Stored data:
════

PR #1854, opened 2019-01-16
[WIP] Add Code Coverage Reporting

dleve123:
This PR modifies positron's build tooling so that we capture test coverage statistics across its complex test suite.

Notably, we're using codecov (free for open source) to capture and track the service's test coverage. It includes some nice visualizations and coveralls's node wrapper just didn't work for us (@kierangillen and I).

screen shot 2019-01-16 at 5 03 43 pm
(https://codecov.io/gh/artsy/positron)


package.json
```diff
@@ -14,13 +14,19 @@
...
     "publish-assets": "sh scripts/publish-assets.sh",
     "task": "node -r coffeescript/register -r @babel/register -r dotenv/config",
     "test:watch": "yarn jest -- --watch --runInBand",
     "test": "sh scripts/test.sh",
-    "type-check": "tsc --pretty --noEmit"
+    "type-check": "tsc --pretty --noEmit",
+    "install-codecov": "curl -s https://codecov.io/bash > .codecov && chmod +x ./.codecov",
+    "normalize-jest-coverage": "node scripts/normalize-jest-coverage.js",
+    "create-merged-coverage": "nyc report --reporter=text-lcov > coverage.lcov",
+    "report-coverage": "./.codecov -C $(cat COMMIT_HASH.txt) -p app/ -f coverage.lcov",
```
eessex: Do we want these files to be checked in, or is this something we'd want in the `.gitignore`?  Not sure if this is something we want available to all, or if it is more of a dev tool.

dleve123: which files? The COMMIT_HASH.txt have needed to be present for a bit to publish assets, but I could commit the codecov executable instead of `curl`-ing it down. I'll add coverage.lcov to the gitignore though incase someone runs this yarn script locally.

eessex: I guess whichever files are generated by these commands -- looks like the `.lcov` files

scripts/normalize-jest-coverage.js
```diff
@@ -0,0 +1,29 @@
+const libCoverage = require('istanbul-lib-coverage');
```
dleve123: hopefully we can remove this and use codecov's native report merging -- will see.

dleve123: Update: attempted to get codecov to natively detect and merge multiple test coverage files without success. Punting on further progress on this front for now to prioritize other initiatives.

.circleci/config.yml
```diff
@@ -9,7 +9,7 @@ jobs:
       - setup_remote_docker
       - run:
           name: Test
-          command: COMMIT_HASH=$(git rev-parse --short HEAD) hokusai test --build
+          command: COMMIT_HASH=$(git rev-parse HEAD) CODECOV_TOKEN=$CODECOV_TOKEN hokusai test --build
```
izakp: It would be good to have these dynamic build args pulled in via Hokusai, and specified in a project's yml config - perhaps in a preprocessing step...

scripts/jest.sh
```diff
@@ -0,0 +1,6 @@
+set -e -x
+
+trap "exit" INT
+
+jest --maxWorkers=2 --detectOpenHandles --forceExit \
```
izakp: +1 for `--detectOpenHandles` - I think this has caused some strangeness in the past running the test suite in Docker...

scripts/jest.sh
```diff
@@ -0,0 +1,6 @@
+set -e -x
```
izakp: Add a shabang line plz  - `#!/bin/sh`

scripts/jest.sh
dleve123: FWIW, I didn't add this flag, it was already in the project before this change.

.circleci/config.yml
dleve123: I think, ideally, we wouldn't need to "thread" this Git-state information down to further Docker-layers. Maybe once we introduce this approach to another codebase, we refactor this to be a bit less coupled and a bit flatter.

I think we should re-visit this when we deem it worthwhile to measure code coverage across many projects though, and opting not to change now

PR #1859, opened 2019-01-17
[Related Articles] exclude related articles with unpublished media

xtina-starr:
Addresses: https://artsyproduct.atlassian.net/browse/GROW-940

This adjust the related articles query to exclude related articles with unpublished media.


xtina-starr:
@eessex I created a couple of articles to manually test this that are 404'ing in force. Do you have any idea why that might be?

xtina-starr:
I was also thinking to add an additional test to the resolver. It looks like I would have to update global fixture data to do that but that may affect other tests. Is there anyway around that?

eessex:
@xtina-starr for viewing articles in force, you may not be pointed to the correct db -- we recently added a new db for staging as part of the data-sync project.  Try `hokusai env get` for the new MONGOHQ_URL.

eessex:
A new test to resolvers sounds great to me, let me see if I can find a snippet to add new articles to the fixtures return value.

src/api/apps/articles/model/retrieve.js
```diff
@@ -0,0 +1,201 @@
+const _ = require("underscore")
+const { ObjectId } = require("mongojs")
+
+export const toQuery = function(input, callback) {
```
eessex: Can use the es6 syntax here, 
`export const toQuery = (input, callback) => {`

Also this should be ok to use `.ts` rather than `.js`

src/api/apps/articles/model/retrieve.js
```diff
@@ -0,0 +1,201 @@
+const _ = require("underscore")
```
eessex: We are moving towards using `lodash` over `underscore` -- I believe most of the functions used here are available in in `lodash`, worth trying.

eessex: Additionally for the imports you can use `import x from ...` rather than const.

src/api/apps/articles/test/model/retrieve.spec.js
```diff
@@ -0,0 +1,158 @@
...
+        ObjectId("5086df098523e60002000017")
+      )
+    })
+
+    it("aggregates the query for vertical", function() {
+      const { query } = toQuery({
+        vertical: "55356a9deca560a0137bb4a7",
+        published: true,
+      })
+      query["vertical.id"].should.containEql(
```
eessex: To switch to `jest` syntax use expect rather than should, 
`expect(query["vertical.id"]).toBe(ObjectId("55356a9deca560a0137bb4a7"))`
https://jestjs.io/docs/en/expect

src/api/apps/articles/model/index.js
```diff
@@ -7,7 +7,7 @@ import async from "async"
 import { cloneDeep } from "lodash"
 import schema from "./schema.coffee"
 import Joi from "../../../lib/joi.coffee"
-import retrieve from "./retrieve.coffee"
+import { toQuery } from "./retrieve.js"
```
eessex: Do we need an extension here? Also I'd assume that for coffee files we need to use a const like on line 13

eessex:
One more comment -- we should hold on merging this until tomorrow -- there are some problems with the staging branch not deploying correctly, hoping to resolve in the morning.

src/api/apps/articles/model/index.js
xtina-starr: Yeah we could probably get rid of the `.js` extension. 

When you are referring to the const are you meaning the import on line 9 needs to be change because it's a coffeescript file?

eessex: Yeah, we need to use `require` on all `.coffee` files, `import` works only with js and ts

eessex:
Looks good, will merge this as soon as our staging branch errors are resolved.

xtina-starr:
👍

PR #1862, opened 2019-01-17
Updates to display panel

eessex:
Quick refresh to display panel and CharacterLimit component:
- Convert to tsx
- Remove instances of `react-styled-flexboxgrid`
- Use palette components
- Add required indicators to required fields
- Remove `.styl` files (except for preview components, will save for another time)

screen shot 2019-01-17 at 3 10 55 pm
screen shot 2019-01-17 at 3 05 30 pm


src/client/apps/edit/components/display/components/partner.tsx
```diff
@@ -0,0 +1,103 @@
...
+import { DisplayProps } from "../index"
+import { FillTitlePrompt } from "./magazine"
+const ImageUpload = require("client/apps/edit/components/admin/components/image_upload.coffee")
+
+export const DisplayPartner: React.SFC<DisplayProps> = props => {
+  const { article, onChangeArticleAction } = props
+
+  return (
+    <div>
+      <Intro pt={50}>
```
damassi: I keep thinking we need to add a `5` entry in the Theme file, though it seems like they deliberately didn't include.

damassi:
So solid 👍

════

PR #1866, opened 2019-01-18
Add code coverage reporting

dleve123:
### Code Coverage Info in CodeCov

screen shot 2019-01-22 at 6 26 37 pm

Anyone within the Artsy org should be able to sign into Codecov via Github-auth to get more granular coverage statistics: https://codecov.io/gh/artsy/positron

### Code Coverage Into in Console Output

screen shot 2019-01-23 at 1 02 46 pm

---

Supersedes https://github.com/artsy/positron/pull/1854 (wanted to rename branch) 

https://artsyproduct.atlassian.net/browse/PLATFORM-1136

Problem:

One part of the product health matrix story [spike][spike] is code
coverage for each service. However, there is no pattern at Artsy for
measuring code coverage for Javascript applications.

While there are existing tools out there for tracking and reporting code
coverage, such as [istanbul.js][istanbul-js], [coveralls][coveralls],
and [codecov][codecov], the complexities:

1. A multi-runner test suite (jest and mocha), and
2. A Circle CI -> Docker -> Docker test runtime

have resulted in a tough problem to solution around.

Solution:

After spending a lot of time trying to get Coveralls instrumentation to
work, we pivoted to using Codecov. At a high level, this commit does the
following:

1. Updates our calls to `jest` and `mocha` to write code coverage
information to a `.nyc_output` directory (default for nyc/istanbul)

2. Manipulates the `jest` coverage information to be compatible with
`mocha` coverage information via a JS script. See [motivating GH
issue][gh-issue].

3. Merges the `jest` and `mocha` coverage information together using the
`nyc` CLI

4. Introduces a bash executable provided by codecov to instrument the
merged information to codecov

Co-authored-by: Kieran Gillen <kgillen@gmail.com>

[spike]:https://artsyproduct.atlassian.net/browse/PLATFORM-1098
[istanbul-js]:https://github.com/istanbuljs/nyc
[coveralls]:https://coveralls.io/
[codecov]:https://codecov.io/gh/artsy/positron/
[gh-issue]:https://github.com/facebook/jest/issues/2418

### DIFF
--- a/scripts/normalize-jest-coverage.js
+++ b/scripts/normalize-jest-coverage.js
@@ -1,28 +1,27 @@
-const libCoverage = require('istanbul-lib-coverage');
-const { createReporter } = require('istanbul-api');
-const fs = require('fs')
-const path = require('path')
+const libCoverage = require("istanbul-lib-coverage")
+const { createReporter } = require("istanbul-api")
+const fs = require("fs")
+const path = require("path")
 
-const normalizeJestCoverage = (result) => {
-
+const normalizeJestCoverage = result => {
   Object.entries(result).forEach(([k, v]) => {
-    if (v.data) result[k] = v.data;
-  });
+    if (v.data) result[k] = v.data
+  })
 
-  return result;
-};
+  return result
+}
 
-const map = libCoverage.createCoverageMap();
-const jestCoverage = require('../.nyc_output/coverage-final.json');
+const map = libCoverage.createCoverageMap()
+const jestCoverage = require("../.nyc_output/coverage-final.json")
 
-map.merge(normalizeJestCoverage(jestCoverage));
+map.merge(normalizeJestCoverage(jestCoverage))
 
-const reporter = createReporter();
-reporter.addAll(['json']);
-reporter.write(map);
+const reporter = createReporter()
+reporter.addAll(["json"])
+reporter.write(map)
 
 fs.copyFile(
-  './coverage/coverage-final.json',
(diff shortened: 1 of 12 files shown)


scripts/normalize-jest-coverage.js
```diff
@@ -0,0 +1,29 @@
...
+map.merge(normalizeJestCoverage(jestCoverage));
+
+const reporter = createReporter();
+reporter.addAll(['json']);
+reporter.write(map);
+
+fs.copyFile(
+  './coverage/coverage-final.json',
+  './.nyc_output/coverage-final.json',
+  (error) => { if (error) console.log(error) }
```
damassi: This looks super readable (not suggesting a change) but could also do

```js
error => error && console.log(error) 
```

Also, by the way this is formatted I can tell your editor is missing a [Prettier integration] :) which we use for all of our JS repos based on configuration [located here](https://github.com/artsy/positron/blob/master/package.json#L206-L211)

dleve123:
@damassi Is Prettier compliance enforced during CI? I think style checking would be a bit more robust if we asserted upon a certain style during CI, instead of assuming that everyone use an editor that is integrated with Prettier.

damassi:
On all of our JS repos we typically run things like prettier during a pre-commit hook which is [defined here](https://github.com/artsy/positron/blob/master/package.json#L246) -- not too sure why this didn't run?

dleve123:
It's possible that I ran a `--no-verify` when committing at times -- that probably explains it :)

════

EXERCISE REQUIREMENTS:
Word for word, restate the lines above from the line containing "PR #1854, opened 2019-01-16" through the line containing "This PR modifies", with both included and nothing else.

YOUR RESPONSE:
PR #1854, opened 2019-01-16
[WIP] Add Code Coverage Reporting

dleve123:
This PR modifies positron's build tooling so that we capture test coverage statistics across its complex test suite.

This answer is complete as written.